Tailored Medicare Billing Compliance Policies and Procedures

Providers that bill Medicare for cardiovascular stress testing must follow custom-tailored billing compliance policies and procedures. These policies and procedures must address all pertinent rules and regulations, and they must do so in a way that facilitates compliance within the context of their unique operations. Too often, health care providers rely on off-the-shelf compliance programs purchased from vendors, and in doing so they fail to address the specific risks they face on a day-to-day basis.

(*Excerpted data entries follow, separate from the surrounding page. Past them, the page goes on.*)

PR #75070, opened 2021-08-31
DevWs for Zooz (The Smartest House) containing containing Zooz Remote Switch ZEN34

KevinTSH:


KevinTSH:
This requires a custom DTH because it looks like a regular wall dimmer, but it's a battery powered remote that sends several up/down button events.

devicetypes/zooz/zooz-remote-switch-zen34.src/zooz-remote-switch-zen34.groovy
```diff
@@ -0,0 +1,321 @@
...
+		capability "Battery"
+		capability "Button"
+		capability "Refresh"
+		capability "Configuration"
+		capability "Health Check"
+		capability "platemusic11009.firmware"
+		capability "platemusic11009.syncStatus"
+
+		//zw:Ss2a type:1800 mfr:027A prod:7000 model:F001 ver:1.01 zwv:7.13 lib:03 cc:5E,55,9F,6C sec:86,85,8E,59,72,5A,73,80,5B,70,84,7A
+		fingerprint mfr: "027A", prod: "7000", model: "F001", deviceJoinName: "Zooz Remote" //Zooz Remote Switch ZEN34
```
KKlimczukS: @KevinTSH Did You try to integrate this device in the existing DTH ? -> 
https://github.com/SmartThingsCommunity/SmartThingsPublic/blob/master/devicetypes/smartthings/zwave-button.src/zwave-button.groovy

`ledMode, upperPaddleLedColor, lowerPaddleLedColor` - those configuration parameters don't seem to be crucial and device might be configured with default settings (in the `configure()` function)

KKlimczukS (changes requested):

devicetypes/zooz/zooz-remote-switch-zen34.src/zooz-remote-switch-zen34.groovy
krlaframboise: Multiple sections of that handler would need to be re-written/modified because it only supports 1 scene and the device supports 2.  

The other built-in button DTHs that support multiple scenes use child devices which is a messy approach for this device because it's a paddle switch and the button capability already supports a bunch of "up" and "down" button values so there's no need for child devices.

Since there isn't an existing DTH that already works well with this device and a lot of users will find those LED settings useful, I personally think that this device should qualify for a custom DTH.

KevinTSH:
@KKlimczukS @greens  I'm just checking to see you'll be reviewing this DTH... Thanks

FYI, I accidentally posted the explanation above with my other GItHub account.

devicetypes/zooz/zooz-remote-switch-zen34.src/zooz-remote-switch-zen34.groovy
```diff
@@ -0,0 +1,321 @@
...
+		state[name] = val
+		logDebug "${configParams[name]?.title}(#${configParams[name]?.num}) = ${val}"
+	} else {
+		logDebug "Parameter #${cmd.parameterNumber} = ${cmd.scaledConfigurationValue}"
+	}
+}
+
+void zwaveEvent(physicalgraph.zwave.commands.versionv1.VersionReport cmd) {
+	logDebug "${cmd}"
+	sendEvent(name: "firmwareVersion", value: (cmd.applicationVersion + (cmd.applicationSubVersion / 100)))
```
KKlimczukS, line 232: Could You return `createEvent(...)` instead of `sendEvent(...)` ?

devicetypes/zooz/zooz-remote-switch-zen34.src/zooz-remote-switch-zen34.groovy
```diff
@@ -0,0 +1,321 @@
...
+}
+
+void zwaveEvent(physicalgraph.zwave.commands.batteryv1.BatteryReport cmd) {
+	def val = (cmd.batteryLevel == 0xFF ? 1 : cmd.batteryLevel)
+	if (val > 100) {
+		val = 100
+	}
+	logDebug "Battery is ${val}%"
+	sendEvent(name:"battery", value:val, unit:"%", isStateChange: true)
```
KKlimczukS, line 241: Could You return `createEvent(...)` instead of `sendEvent(...)` ?

devicetypes/zooz/zooz-remote-switch-zen34.src/zooz-remote-switch-zen34.groovy
KevinTSH: No...  There's no benefit to doing that and my 4 other DTHs that passed the review process only used sendEvent and no one had an issue with it.

devicetypes/zooz/zooz-remote-switch-zen34.src/zooz-remote-switch-zen34.groovy
KevinTSH: No

devicetypes/zooz/zooz-remote-switch-zen34.src/zooz-remote-switch-zen34.groovy
```diff
@@ -0,0 +1,321 @@
...
+	logDebug "$cmd"
+	runIn(4, refreshSyncStatus)
+	state.wakeUpInterval = cmd.seconds
+}
+
+void zwaveEvent(physicalgraph.zwave.commands.wakeupv2.WakeUpNotification cmd) {
+	logDebug "Device Woke Up..."
+	runIn(4, refreshSyncStatus)
+	configure()
+}
```
greens: I don't see you ever sending a `NoMoreInformation` which technically violates the Z-Wave spec and probably will not do good things for your battery life.

I'd recommend you include it

KevinTSH: I've made the change, but it wasn't really necessary because SmartThings made a platform change about 3-6 months that causes it to suppress that command if it's specified in the handler and automatically send it 4 seconds after the last command is sent.

The first 2 lines in the screenshot below are from the original handler and the last 2 are from the version I just posted which shows that the WakeUpNoMoreInformation command is automatically sent by the hub after 4 seconds and sending that command from the DTH doesn't make a difference.

image

**Update:**  It appears that the V3 hub sends it automatically after 4 seconds, but the V2 hub sends it after 2 seconds so if that behavior is hub specific then maybe I'm wrong and it is still needed for other hub versions/models.

greens (approved):
Thanks.

Hopefully you get back all of your configuration gets before the nomoreinfo command is sent.

greens:
@KKlimczukS

KevinTSH:
@greens  The hub automatically sends the wakeUpNoMoreInfo command 2-4 seconds after communication between the device and hub stops so as long as you don't exceed the platform's z-wave message guardrail/limit then all the config reports will get sent back.

devicetypes/zooz/zooz-remote-switch-zen34.src/zooz-remote-switch-zen34.groovy
KevinTSH: Just to be clear, I have no problem making changes for consistency, readability, optimization, or are necessary to meet ST standards and every time a reviewer requests a change I make sure that I include that change in every DTH I submit going forward.

Using createEvent instead of sendEvent will require me to change the return type of those methods, make the code harder to follow, make it inconsistent with the central scene method, and I've submitted 5 custom DTHs _(3 different manufacturers)_ that only use sendEvent and you approved the other 4 without requesting this change so those are the reasons I said no...

KKlimczukS (approved):

PR #75141, opened 2021-08-31
DevWs for NIE-TECH CO., LTD. containing containing Min Smart Plug Dimmer

sky-nie:
restore for trace history code


sky-nie:
New PR will be started,so ingore this.

PR #75541, opened 2021-09-07
DevWs for SHINA SYSTEM containing containing SiHas Multipurpose Sensor

shinasys:


devicetypes/shinasys/sihas-multipurpose-sensor.src/sihas-multipurpose-sensor.groovy
```diff
@@ -209,6 +209,12 @@ private Map getAnalogInputResult(value) {
     ]
 }
 
+def setPeopleCounter(peoplecounter) {
+    int pc =  Float.floatToIntBits(peoplecounter);
+    log.debug "SetPeopleCounter = $pc"
+    zigbee.writeAttribute(ANALOG_INPUT_BASIC_CLUSTER, ANALOG_INPUT_BASIC_PRESENT_VALUE_ATTRIBUTE, DataType.FLOAT4, pc)
+}
```
PKacprowiczS: Can you elaborate a bit how does it work and why is it needed? As far as I understand this device tries to estimate number of people in a room based on some measurement, but why is it needed to set a value to the same attribute from which that estimation comes from?

shinasys: This device measures the number of people passing through a certain point (toilet door or front door).
And this device is not a 100% accurate sensor. 
For example, If 2 people pass by in a row, there is a possibility that it will be recognized as 1 person.
So a user wants to make it possible to change the number of people.

PKacprowiczS (dismissed):
Personally, I don't see how overwriting wrong report manually can help, but if you think so (and Zigbee allows writing this attribute), let be it.

devicetypes/shinasys/sihas-multipurpose-sensor.src/sihas-multipurpose-sensor.groovy
KKlimczukS: @shinasys Don't You also need a command in this custom capability to reset the counter ? (setting 0, without any input values -> it might call -> `setPeopleCounter(0)` )

shinasys: @KKlimczukS Since this custom capability is sufficient, it seems that there is no need to add reset separately.

shinasys:
@KKlimczukS @PKacprowiczS I want to add one more attribute. So some more updates are needed.
The attribute I'm trying to add is the max number of people counter. 
I'll post the edited part again. Please wait.

devicetypes/shinasys/sihas-multipurpose-sensor.src/sihas-multipurpose-sensor.groovy
KKlimczukS: @shinasys I meant -> to extend the custom capability by adding a command that will reset this counter. But it's a suggestion only.

shinasys: @KKlimczukS  @PKacprowiczS  I'll proceed without a command to a reset the counter.

PKacprowiczS (approved):

KKlimczukS (approved):

PR #75852, opened 2021-09-16
DevWs for SHINA SYSTEM containing containing Zigbee Metering Plug

shinasys:


PKacprowiczS (changes requested):
@shinasys can you fix this PR, so diff would show actual change instead of rewriting of whole file? Perhaps something's wrong with line ending encodings.

PR #75857, opened 2021-09-17
DevWs for SHINA SYSTEM containing containing Zigbee Metering Plug

shinasys:


shinasys:
I've imported the original file. 
I don't know why the whole file is marked as changed?
Is there any way?

PKacprowiczS:
I'm not sure what exactly causes problem in your case, but maybe you'll find some insights here: https://docs.github.com/en/get-started/getting-started-with-git/configuring-git-to-handle-line-endings

k-morawski:
> I'm not sure what exactly causes problem in your case, but maybe you'll find some insights here: https://docs.github.com/en/get-started/getting-started-with-git/configuring-git-to-handle-line-endings

Dear @shinasys , could you please continue the work on this integration? Many thanks

PR #254, opened 2021-07-12
Extract importComponents into its own service

### LINKED ISSUE #253: Extract TeacherProjectService.importComponents into its own service
### Description

Move this function into a new service and update references.

hirokiterashima:
## Changes
- Extract importComponents into its own service
- Refactored toPromise code to use InsertComponentService.insertComponents()
- Refactored choose-component-location by removing extra importComponents() function definition

## Test
- Import component (via node editing view) works as before
  - import as first component
  - import after existing component

Closes #253


geoffreykwan (approved):
Looks good.

PR #272, opened 2021-07-26
Fixed manage students period select dropdown updating issues

### LINKED ISSUE #271: Manage students: period select dropdown updating issues
### Description
The period select drop down has these issues related to the new manage students tool

**Period select does not update number of teams**
1. Move a team to another period.
2. The period select does not update the number of teams in each period.

**Can't view team that is moved to empty period**
1. Move a team to another period that has no teams.
2. You will not be able to view the period that the team was moved to because the period drop down still thinks there are 0 teams in that period.
3. The team and students in the team will no longer appear anywhere even if you refresh the page.

hirokiterashima:
## Changes
- Period select correctly updates number of teams
- Can view team that is moved to an empty period
- Moved empty teams to bottom of manage periods view
- Cleaned up code

## Test
- Move a team to another period. The period select should update the number of teams in each period.
- Move a team to another period that has no teams. You should be able to go to that period and see the team.

Closes #271

### DIFF
--- a/src/app/services/sampleData/sample_classmateUserInfos.json
+++ b/src/app/services/sampleData/sample_classmateUserInfos.json
@@ -1,0 +1,12 @@
+[
+  {
+    "workgroupId": 7,
+    "periodId": 1,
+    "users": [
+      { "username": "student0103" },
+      { "username": "student0104" }
+    ]
+  },
+  { "workgroupId": 6, "periodId": 2, "users": [{ "username": "student0102" }] },
+  { "workgroupId": 5, "periodId": 1, "users": [{ "username": "student0101" }] }
+]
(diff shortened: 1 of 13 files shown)


geoffreykwan (changes requested):
I found a couple bugs.

- An empty team shows up in all the periods.

- Can't move student into an empty team.

- For an empty team you can click on the "Change Period" link but the period select in the popup does not work. Maybe disable the "Change Period" link for empty teams since it doesn't really make sense?

- Can't go to period with 0 teams. Should be able to go to Period with 0 teams to see empty teams.

hirokiterashima:
@geoffreykwan good catch. I addressed all those issues.

geoffreykwan (approved):
Looks good.

PR #275, opened 2021-07-28
Authoring Tool previous and next buttons are disabled after adding a step

### LINKED ISSUE #274: Authoring Tool previous and next buttons are disabled after adding a step
Note: this problem only occurs for steps added after the first step during your authoring session

1. Add a step
2. Add another step
3. The previous and next buttons are disabled when they should not be

geoffreykwan:
1. Add a step
2. Add another step
3. The previous and next buttons should not be disabled

Test adding a step
- as the first step in the project
- as the last step in the project
- as a middle step in the project

Closes #274


hirokiterashima (approved):
LGTM

PR #280, opened 2021-07-29
Import Draw into Concept Map sometimes does not work

### LINKED ISSUE #279: Import Draw into Concept Map sometimes does not work
1. Create a Draw component
2. Create a Concept Map component on another step
3. Make the Concept Map component import the draw as a background
4. When running the project, the Draw will sometimes not be imported into the Concept Map. This will happen particularly if you do work on the Draw step and then visit the Concept Map more than once without doing any work on it.

geoffreykwan:
1. Create a Draw component
2. Create a Concept Map component on another step
3. Make the Concept Map component import the draw as a background
4. Preview the project and make sure the Draw gets imported as the background to the Concept Map
5. Also test it with a student in a run

Also make sure Concept Map works
- with no background
- with a predefined background

Closes #279

### DIFF
--- a/src/assets/wise5/components/conceptMap/concept-map-student/concept-map-student.component.html
+++ b/src/assets/wise5/components/conceptMap/concept-map-student/concept-map-student.component.html
@@ -56,8 +56,8 @@
       </div>
       <svg id="{{svgId}}"
           class="concept-map-svg"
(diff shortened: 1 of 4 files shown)


Takumu678 (approved):
looks good

hirokiterashima (approved):
Looks good.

If a provider’s Medicare billing compliance policies and procedures do not address the provider’s specific risks, then they are not going to serve their intended purpose. This is particularly true with regard to nuanced areas of compliance such as cardiovascular stress testing. Providers will make mistakes, and they will face adverse consequences as a result.

As mentioned above, maintaining adequate documentation is critical for demonstrating compliance in the event of a Medicare audit or billing fraud investigation. With regard to cardiovascular stress testing, documentation of medical necessity is particularly important. In order to avoid allegations of fraudulently billing Medicare for excessive and unnecessary tests, providers must be able to demonstrate (with documentation) that they have affirmatively considered the eligibility criteria for these tests. Even if a cardiovascular stress test is eligible based on the reason for which it was conducted, if a provider cannot substantiate this reasoning, it could still face liability for recoupments and other penalties.